Collected data entries:
Segment Open

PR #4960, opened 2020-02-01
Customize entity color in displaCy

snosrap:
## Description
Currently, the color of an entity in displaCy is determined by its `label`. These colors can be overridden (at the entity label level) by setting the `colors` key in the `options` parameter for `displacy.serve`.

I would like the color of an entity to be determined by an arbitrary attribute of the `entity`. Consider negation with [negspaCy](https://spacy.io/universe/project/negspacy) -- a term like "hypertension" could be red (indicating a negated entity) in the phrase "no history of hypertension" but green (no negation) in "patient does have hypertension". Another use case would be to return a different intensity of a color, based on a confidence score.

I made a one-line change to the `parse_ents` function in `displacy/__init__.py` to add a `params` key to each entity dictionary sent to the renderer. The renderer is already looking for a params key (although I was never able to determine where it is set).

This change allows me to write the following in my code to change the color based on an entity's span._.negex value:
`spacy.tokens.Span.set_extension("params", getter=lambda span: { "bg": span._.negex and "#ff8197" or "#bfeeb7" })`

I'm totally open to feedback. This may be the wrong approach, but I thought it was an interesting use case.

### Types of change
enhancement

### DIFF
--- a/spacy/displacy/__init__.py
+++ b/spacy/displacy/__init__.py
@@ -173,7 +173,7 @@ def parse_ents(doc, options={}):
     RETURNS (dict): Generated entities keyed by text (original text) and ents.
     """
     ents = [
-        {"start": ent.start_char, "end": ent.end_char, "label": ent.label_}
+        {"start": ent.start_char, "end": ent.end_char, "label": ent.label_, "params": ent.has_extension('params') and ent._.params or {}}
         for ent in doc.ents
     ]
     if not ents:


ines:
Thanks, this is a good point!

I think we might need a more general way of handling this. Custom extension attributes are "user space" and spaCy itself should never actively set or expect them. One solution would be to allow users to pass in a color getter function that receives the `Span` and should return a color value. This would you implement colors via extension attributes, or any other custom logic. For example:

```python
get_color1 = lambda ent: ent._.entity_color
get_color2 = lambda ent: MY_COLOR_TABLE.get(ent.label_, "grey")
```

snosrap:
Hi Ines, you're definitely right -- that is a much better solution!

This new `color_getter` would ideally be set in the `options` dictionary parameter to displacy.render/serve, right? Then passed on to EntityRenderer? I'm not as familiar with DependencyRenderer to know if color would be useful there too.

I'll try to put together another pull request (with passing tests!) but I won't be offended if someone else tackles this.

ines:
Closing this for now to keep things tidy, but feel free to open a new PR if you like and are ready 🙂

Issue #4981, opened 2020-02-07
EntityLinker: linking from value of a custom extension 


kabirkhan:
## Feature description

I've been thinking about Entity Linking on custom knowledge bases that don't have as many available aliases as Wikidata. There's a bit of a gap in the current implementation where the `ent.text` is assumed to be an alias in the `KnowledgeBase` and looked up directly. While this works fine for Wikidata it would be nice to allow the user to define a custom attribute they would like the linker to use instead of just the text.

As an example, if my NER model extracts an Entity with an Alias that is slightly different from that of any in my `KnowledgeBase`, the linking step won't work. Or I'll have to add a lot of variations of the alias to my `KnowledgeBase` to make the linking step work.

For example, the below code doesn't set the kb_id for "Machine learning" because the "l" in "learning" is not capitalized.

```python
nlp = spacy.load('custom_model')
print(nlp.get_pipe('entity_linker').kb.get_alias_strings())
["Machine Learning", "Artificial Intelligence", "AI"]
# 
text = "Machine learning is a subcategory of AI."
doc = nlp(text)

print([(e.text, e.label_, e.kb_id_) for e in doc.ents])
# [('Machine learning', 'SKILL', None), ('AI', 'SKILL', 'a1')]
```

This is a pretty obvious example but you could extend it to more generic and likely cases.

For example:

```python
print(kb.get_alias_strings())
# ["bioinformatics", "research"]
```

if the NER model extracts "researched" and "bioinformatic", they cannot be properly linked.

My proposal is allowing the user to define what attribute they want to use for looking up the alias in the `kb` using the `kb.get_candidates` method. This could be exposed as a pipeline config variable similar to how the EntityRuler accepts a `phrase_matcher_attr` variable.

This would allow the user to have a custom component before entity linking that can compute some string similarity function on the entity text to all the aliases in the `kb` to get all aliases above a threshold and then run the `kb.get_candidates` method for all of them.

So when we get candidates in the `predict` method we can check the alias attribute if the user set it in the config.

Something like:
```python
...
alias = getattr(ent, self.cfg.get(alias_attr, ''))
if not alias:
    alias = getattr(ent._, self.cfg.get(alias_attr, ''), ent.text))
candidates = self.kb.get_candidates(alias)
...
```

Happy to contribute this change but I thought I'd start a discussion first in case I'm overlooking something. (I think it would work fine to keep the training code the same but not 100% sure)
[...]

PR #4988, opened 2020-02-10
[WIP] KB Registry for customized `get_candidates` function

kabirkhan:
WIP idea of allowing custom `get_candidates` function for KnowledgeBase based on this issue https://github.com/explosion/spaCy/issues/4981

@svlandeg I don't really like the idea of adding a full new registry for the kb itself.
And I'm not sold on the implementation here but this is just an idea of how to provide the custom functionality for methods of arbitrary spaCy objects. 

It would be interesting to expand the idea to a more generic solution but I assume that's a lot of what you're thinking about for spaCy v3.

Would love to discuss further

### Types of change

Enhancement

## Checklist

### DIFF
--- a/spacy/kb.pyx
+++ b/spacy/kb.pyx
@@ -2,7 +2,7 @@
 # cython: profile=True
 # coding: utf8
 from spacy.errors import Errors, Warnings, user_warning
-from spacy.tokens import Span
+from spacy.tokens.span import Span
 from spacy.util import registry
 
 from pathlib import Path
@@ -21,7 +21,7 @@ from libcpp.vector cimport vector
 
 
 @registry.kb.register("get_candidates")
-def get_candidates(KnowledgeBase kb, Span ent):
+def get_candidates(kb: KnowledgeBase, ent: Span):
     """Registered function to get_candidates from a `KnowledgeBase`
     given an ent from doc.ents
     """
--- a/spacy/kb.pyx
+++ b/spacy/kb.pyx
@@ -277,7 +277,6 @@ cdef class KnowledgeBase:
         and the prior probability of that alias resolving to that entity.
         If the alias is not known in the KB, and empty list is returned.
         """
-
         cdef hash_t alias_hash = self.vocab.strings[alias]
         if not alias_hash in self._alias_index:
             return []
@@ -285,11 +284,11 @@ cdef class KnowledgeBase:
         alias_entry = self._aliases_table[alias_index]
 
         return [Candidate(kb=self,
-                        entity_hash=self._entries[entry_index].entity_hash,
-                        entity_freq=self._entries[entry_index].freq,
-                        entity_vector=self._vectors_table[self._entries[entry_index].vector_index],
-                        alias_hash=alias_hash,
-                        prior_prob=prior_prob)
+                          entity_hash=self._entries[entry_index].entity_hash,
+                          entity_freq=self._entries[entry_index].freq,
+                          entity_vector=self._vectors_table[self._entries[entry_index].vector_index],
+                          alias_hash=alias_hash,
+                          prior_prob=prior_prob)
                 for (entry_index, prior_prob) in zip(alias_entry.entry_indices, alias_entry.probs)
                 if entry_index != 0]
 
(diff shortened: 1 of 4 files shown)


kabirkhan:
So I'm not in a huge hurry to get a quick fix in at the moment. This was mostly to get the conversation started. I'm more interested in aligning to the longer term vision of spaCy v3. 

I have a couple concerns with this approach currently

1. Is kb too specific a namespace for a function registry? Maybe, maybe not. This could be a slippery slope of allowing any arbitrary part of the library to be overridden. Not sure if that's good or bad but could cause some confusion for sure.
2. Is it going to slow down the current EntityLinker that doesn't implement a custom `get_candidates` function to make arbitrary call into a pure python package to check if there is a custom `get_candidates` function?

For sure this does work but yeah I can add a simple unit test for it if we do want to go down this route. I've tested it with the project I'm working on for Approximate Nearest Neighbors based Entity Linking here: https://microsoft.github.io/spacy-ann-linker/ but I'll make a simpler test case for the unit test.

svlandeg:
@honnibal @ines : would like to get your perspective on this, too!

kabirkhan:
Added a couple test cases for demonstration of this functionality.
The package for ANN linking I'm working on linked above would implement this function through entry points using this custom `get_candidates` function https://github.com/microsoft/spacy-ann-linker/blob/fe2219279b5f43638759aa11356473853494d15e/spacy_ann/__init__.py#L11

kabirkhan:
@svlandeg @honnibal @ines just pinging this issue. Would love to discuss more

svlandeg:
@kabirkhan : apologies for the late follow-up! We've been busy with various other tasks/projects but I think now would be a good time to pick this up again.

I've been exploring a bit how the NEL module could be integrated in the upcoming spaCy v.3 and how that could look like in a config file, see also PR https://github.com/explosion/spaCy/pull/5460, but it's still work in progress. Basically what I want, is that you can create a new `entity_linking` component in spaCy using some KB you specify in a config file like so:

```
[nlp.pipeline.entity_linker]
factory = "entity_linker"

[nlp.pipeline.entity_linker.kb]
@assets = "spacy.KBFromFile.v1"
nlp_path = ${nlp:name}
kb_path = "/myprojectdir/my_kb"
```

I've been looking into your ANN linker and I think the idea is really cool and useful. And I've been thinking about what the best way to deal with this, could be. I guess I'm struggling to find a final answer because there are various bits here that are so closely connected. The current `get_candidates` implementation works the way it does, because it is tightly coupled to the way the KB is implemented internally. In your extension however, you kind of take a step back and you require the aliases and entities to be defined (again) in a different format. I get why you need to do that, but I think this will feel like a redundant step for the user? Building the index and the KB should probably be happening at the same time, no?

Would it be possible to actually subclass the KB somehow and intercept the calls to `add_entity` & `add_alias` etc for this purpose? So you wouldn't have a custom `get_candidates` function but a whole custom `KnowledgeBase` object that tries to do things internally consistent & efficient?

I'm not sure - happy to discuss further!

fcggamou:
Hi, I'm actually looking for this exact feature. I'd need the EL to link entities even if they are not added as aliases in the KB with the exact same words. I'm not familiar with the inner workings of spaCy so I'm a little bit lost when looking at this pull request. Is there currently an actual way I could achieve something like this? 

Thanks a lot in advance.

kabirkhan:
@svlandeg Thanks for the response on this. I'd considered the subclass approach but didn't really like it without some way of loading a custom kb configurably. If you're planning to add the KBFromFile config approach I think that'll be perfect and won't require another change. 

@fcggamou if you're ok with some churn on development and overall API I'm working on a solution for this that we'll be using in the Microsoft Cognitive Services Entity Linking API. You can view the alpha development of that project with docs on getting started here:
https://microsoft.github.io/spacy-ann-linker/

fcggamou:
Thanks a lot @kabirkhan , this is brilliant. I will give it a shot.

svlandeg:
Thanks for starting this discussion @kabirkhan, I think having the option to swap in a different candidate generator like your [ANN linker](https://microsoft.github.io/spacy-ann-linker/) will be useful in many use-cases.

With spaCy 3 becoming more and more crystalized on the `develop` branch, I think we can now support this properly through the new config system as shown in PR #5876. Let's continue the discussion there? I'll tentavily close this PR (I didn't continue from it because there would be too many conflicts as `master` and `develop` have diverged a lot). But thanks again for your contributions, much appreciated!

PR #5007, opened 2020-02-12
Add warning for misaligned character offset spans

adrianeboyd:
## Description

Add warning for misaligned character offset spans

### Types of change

Segment Closed

## TRY IT
In the entries above, find the line holding "from pathlib import Path" and the line holding "function to get_candidates"; print both of them and every line between, exactly, and nothing else.

## ANSWER TO THIS PROBLEM
 from pathlib import Path
@@ -21,7 +21,7 @@ from libcpp.vector cimport vector
 
 
 @registry.kb.register("get_candidates")
-def get_candidates(KnowledgeBase kb, Span ent):
+def get_candidates(kb: KnowledgeBase, ent: Span):
     """Registered function to get_candidates from a `KnowledgeBase`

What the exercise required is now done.